Ecological Archives E096-045-A2
Grace F. Chen and Douglas W. Schemske. 2015. Ecological differentiation and local adaptation in two sister species of Neotropical Costus (Costaceae). Ecology 96:440–449. http://dx.doi.org/10.1890/14-0428.1
Appendix B. Detailed descriptions of the transplant sites in central Panama.
Fig. B1. Map of study sites in Central Panama. Pipeline Road (PLR) is marked by the thick solid line. Precipitation data were collected at the Frijolito and Gamboa weather stations marked with open squares. Closed circles indicate the location of the reciprocal transplant sites: C. allenii sites on Pipeline Road (AP) and on the Gigante Peninsula (AG), and C. villosissimus sites on Pipeline Road (VP) and in Gamboa (VG).
Across the Isthmus of Panama, a distance of 80 km, more rain falls on the Atlantic side (mean annual precipitation = 3234 mm at Cristobal) than on the Pacific side (mean annual precipitation = 1798 mm at Balboa Heights; Panama Canal Authority Meteorological and Hydrological Service weather station network). The field components of this study were conducted in Soberania National Park located along the Panama Canal approximately 25 km north of Panama City. The park encompasses 22,104 hectares, is located at the center of the Isthmus-wide rainfall gradient, and includes populations of both of the study species.
The spatial distribution of the two species was determined along a transect, Pipeline Road (PLR; Fig. B1), running through Soberania National Park (south – north). Pipeline Road spans the sharp precipitation gradient in the Canal region and provides access to natural habitats of C. allenii and C. villosissimus. Along the southern end of PLR, the road is wide and the canopy is open. As the road progresses northward, the canopy closes gradually and the road narrows until it becomes completely inaccessible. We studied the spatial distribution of the two species and made environmental measurements (soil moisture, light availability) in natural habitats along 17 km of PLR. Both species were found along this section, with C. allenii predominating in the northern stretch and C. villosissimus to the south.
For the reciprocal transplant experiments, we employed two transplant sites for each species (Fig. B1). For C. villosissimus, one site (VP) was near the center of the distribution of C. villosissimus on PLR, located between 1 km and 2 km from the entrance, and the other one (VG) was in Gamboa near the entrance of PLR. For C. allenii, one site (AP) is near the center of the distribution of C. allenii on PLR, located between 10 km and 11 km from the entrance, and the other one (AG) was on Gigante Peninsula in Barro Colorado Nature Monument (Fig. B1). With the exception of the C. allenii site on Gigante, all the other sites possess natural populations of the respective species. On Gigante, natural populations of C. allenii have not been located, probably because of previous disturbance. Nevertheless, the environmental conditions appeared similar to those of other C. allenii habitats. In the C. villosissimus site on PLR (VP), the forest is mostly second growth with semi-open canopy. At the other C. villosissimus site (VG), there is a forest-grassland transition that was a result of clearing of the forest. At both C. villosissimus sites, transplant transects were placed along the forest edge to mimic locations of natural populations. At the C. allenii site on PLR (AP), a ravine runs through the forest near the road and transplant transects were placed on the banks along the ravine. The other C. allenii site (AG) is located on the north margin of Gigante Peninsula and transplant transects were placed along the shore.

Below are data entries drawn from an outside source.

PR #562, opened 2026-08-09
fix(pypi): stop reporting a package's publisher as the account holder

brunolm:
## tl;dr

- **PyPI reported a package's publisher as the account holder.** `author_email` was emitted as `email` and `author` as `display_name`, so scanning `hugovk` published a defunct company's address and name as that account's own.
- **It now credits every publisher its packages name, under keys that say where they came from** — `author`, `author_email`, `maintainer`, `maintainer_email`.

## Package metadata is not the account holder's

Before. Both values come from `PIL` — first package alphabetically, published by
Secret Labs AB in the 1990s — and the account owner appears nowhere:

```
  [✔] Pypi (hugovk): Found
      ├── display_name: Secret Labs AB (PythonWare)
      ├── email: info@pythonware.com
      ├── packages_count: 24
      └── packages: ['PIL', 'blurb', 'em-keyboard', 'fino', 'flake8-implicit-str-concat']
```

After:

```
  [✔] Pypi (hugovk): Found
      ├── packages_count: 24
      ├── packages: ['PIL', 'blurb', 'em-keyboard', 'fino', 'flake8-implicit-str-concat']
      ├── author: Secret Labs AB (PythonWare), Larry Hastings, Kenneth Reitz, Hugo van Kemenade, Dylan Turner
      ├── author_email: info@pythonware.com, larry@…, me@…, 58230987+…@users.noreply.github.com
      ├── maintainer: Python Core Developers, Hugo van Kemenade
      └── maintainer_email: core-workflow@mail.python.org
```

Three changes produce that:

| Change | Effect |
| --- | --- |
| `email` → `author_email` / `maintainer_email`, `display_name` → `author` / `maintainer` | The key names its source, so no consumer reads it as the account's own address or name |
| Every sampled package is read, not just up to the first hit | Five publishers surface instead of whichever one sorts first; the account owner is now among them |
| Contacts parsed with `email.utils.getaddresses` | `"A <a@x>, B <b@y>"` and `"Thomas Kluyver & contributors <thomas@…>"` no longer mangle |

Cost: `min(5, packages)` requests every time, where a lucky first package used to
cost 1. That is the ceiling the old loop already hit whenever it found nothing.

## Keys changed

| Removed | Added |
| --- | --- |
| `email`, `display_name` | `author`, `author_email`, `maintainer`, `maintainer_email` |

Neither removed key has another reader in the repo — the `display_name` hits in
`core/orchestrator.py` and `core/email_orchestrator.py` are a local variable
holding a category label. Consumers of the exported JSON/CSV/PDF that key off
the old names need updating.

## Testing

| Handle | Case | Result |
| --- | --- | --- |
| `hugovk` | packages with several publishers | Found; 4 addresses, 5 authors, 2 maintainers |
| `<pypi-user-c>` | package with an `author`, no email | Found; `author` only |
| `<pypi-user-b>` | package with no author, no email | Found; `packages_count` + `packages` only |
| `zzznotarealuser99xzq` | nonexistent | Not Found |

Not covered: `_package_info`'s request-failure path, a package crediting two
distinct `maintainer_email`s, and the PDF exporter — the key rename was checked
by `grep`, not by rendering every format.

### DIFF
--- a/user_scanner/user_scan/dev/pypi.py
+++ b/user_scanner/user_scan/dev/pypi.py
@@ -1,20 +1,30 @@
 import re
 import xmlrpc.client
+from email.utils import getaddresses
 from typing import Any
+
 import httpx
 
 from user_scanner.core.helpers import get_random_user_agent
 from user_scanner.core.orchestrator import Result, make_request
+
+# Packages listed on the result, and the ones sampled for release metadata.
+PACKAGE_SAMPLE = 5
+
+# Release metadata names whoever published a package — a co-maintainer, a
+# company, a mailing list — not necessarily the account it hangs off. The keys
+# below keep that provenance, so nothing downstream reads an address here as
+# the account holder's own mailbox or a name here as the account holder's name.
+CONTACT_ROLES = ("author", "maintainer")
 
 
 def validate_pypi(user: str) -> Result:
     """
     Validates a PyPI username and extracts:
 
-    - display_name
-    - email
     - packages_count
     - packages
+    - author / author_email / maintainer / maintainer_email of those packages
     """
 
     if not re.match(r"^(?!_+$)[A-Za-z0-9._-]+$", user):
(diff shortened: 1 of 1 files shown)


kaifcodec:
@brunolm this is ready for review?

brunolm:
I don't think it's ready, I haven't had much time lately. I'll close it for now I guess.

PR #1463, opened 2015-09-30
INT-195: Add search action

perjg:
Add new action "search" to enable transition into SearchResultsRoute.

This will be activated in a separate PR from enter() in SideNavComponent like so:

	if (<optimizely ab test for google search is set>) {
		this.sendAction('toggleVisibility', false);
		this.send('searchCancel');

		this.sendAction('search', value);
	} else {
	 window.location.assign('%@Special:Searchsearch=%@&fulltext=Search'.fmt(Mercury.wiki.articlePath, value));
	}

### DIFF
--- a/front/templates/main/application.hbs
+++ b/front/templates/main/application.hbs
@@ -23,6 +23,7 @@
 	toggleSideNav=(action 'toggleSideNav')
 	toggleSmartBanner=(action 'toggleSmartBanner')
 	toggleUserMenu=(action 'toggleUserMenu')
+	search=(action 'search')
 }}
 	{{outlet}}
 {{/application-wrapper}}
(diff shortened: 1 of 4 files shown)


front/templates/main/application.hbs
```diff
@@ -23,6 +23,7 @@
 	toggleSideNav=(action 'toggleSideNav')
 	toggleSmartBanner=(action 'toggleSmartBanner')
 	toggleUserMenu=(action 'toggleUserMenu')
+	search=(action 'search')
```
rogatty: Please keep it in alphabetic order (properties first, then actions).

front/templates/main/components/application-wrapper.hbs
```diff
@@ -36,6 +36,7 @@
 		shouldBeVisible=sideNavVisible
 		loadRandomArticle=attrs.loadRandomArticle
 		toggleVisibility=attrs.toggleSideNav
+		search=attrs.search
```
rogatty: Please keep it in alphabetic order (properties first, then actions).

rogatty:
Apart from alphabetic order - LGTM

For seed transplants, 55 seeds from each species were transplanted into one C. allenii site (AP) and one C. villosissimus site (VP) on PLR in both 2007 and 2008 for a total of 440 seeds (55 seeds × 2 species × 2 sites × 2 years = 440 seeds). For clonal transplants, we planted 18 C. allenii and 18 C. villosissimus plants at the AG site and 13 C. allenii and 18 C. villosissimus plants at each of the C. villosissimus sites (VP and VG) in June 2006. In June 2007, we planted 13 C. allenii and 18 C. villosissimus plants at the AP site.